→ **Task prompt**
Please go through the records below and return every line holding the word "lean".

---- Task inputs

PR #1864, opened 2017-11-12
Fix debug build

Kha:
I will be very happy when we can remove the old structure code, even if this issue only impacted the new code.

### DIFF
--- a/src/frontends/lean/structure_cmd.cpp
+++ b/src/frontends/lean/structure_cmd.cpp
@@ -473,24 +473,27 @@ struct structure_cmd_fn {
      *  `elaborate_header` will build the telescope `Pi (A : Type) (B : Type), s' A B -> Type`. */
 
     using tele_elab = std::function<expr(expr)>;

--------

→ **Answer to this problem**
--- a/src/frontends/lean/structure_cmd.cpp
+++ b/src/frontends/lean/structure_cmd.cpp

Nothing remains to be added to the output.